BEGIN Dataset records

PR #305, opened 2024-11-17
Let Range fall back to battery if driving_range is missing

### LINKED ISSUE #302: Range entity no longer working
**Describe the bug**
Since the update to 1.9.0 I noticed I no longer have a valid range value.
I'm using the integration with my Skoda Enyaq IV

Yes I can see the range in the MySkoda App

**Latest working release**
Pre 1.9.0

**Debug logs**

**Installation:**
Core: 2024.11.2
Supervisor: 2024.11.2
Operating System: 13.2
Frontend: 20241106.2

image

dvx76:
Due to missing subscriptions for the STATE capability the driving_range can be missing while the battery data is available.

Fixes #302

### DIFF
--- a/custom_components/myskoda/sensor.py
+++ b/custom_components/myskoda/sensor.py
@@ -18,12 +18,14 @@ from homeassistant.const import (
 )
 from homeassistant.core import HomeAssistant
 from homeassistant.helpers.entity_platform import AddEntitiesCallback
-from homeassistant.helpers.typing import DiscoveryInfoType  # pyright: ignore [reportAttributeAccessIssue]
+from homeassistant.helpers.typing import (
+    DiscoveryInfoType,  # pyright: ignore [reportAttributeAccessIssue]
+)
 
 from myskoda.models import charging
 from myskoda.models.charging import Charging, ChargingStatus
-from myskoda.models.info import CapabilityId
 from myskoda.models.driving_range import EngineType
+from myskoda.models.info import CapabilityId
 
 from .const import COORDINATORS, DOMAIN
 from .entity import MySkodaEntity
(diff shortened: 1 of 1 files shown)


custom_components/myskoda/sensor.py
```diff
@@ -263,8 +263,10 @@ def native_value(self) -> int | float | None:  # noqa: D102
         if range := self.vehicle.driving_range:
             return range.total_range_in_km
 
-    def required_capabilities(self) -> list[CapabilityId]:
```
WebSpider, line 266: Removing the `required_capabilities` will cause the entity to always be created. Wouldn't it be better here to return the relevant capability we have, such as 

```python
if self.vehicle.has_capability(CapabilityId.CHARGING):
  return [CapabilityId.CHARGING]
elif self.vehicle.has_capability(CapabilityId.XXX)
   etc
else
  return [CapabilityId.STATE]
   ```

dvx76: Can do. Starts to feel like it might make more sense to fully delegate the decision of 'being supported' to each entity class itself. E.g every `MySkodaEntity` would have a `is_supported` method (base class just returns `True`). Most would just inspect if one of more capabilities are present (or missing, in case of the forbidden_capabilities) but more advanced logic would then be possible. I also like how things are set up in the BMW integration: https://github.com/home-assistant/core/blob/c154ac26eb6287fa144cd48cbe8fd80bbe4fb09d/homeassistant/components/bmw_connected_drive/sensor.py#L58

Might take a look at that later. But out of scope here.

WebSpider: I like that idea of the `is_supported` class, it should make this cleaner.

About the BMW integration: It has stuff I like, and stuff I like less. Let's pick the right things to re-use :-)

WebSpider: As also just discussed in Discord, it would probably be better to override `is_supported()` in this class to something else than "just" the capabilities, but also take vehicle state into account.

dvx76: Updated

END Dataset records

▶ _Prompt_: Once more, write out all of the entries above exactly.

▶ _Solution_:
PR #305, opened 2024-11-17
Let Range fall back to battery if driving_range is missing

### LINKED ISSUE #302: Range entity no longer working
**Describe the bug**
Since the update to 1.9.0 I noticed I no longer have a valid range value.
I'm using the integration with my Skoda Enyaq IV

Yes I can see the range in the MySkoda App

**Latest working release**
Pre 1.9.0

**Debug logs**

**Installation:**
Core: 2024.11.2
Supervisor: 2024.11.2
Operating System: 13.2
Frontend: 20241106.2

image

dvx76:
Due to missing subscriptions for the STATE capability the driving_range can be missing while the battery data is available.

Fixes #302

### DIFF
--- a/custom_components/myskoda/sensor.py
+++ b/custom_components/myskoda/sensor.py
@@ -18,12 +18,14 @@ from homeassistant.const import (
 )
 from homeassistant.core import HomeAssistant
 from homeassistant.helpers.entity_platform import AddEntitiesCallback
-from homeassistant.helpers.typing import DiscoveryInfoType  # pyright: ignore [reportAttributeAccessIssue]
+from homeassistant.helpers.typing import (
+    DiscoveryInfoType,  # pyright: ignore [reportAttributeAccessIssue]
+)
 
 from myskoda.models import charging
 from myskoda.models.charging import Charging, ChargingStatus
-from myskoda.models.info import CapabilityId
 from myskoda.models.driving_range import EngineType
+from myskoda.models.info import CapabilityId
 
 from .const import COORDINATORS, DOMAIN
 from .entity import MySkodaEntity
(diff shortened: 1 of 1 files shown)


custom_components/myskoda/sensor.py
```diff
@@ -263,8 +263,10 @@ def native_value(self) -> int | float | None:  # noqa: D102
         if range := self.vehicle.driving_range:
             return range.total_range_in_km
 
-    def required_capabilities(self) -> list[CapabilityId]:
```
WebSpider, line 266: Removing the `required_capabilities` will cause the entity to always be created. Wouldn't it be better here to return the relevant capability we have, such as 

```python
if self.vehicle.has_capability(CapabilityId.CHARGING):
  return [CapabilityId.CHARGING]
elif self.vehicle.has_capability(CapabilityId.XXX)
   etc
else
  return [CapabilityId.STATE]
   ```

dvx76: Can do. Starts to feel like it might make more sense to fully delegate the decision of 'being supported' to each entity class itself. E.g every `MySkodaEntity` would have a `is_supported` method (base class just returns `True`). Most would just inspect if one of more capabilities are present (or missing, in case of the forbidden_capabilities) but more advanced logic would then be possible. I also like how things are set up in the BMW integration: https://github.com/home-assistant/core/blob/c154ac26eb6287fa144cd48cbe8fd80bbe4fb09d/homeassistant/components/bmw_connected_drive/sensor.py#L58

Might take a look at that later. But out of scope here.

WebSpider: I like that idea of the `is_supported` class, it should make this cleaner.

About the BMW integration: It has stuff I like, and stuff I like less. Let's pick the right things to re-use :-)

WebSpider: As also just discussed in Discord, it would probably be better to override `is_supported()` in this class to something else than "just" the capabilities, but also take vehicle state into account.

dvx76: Updated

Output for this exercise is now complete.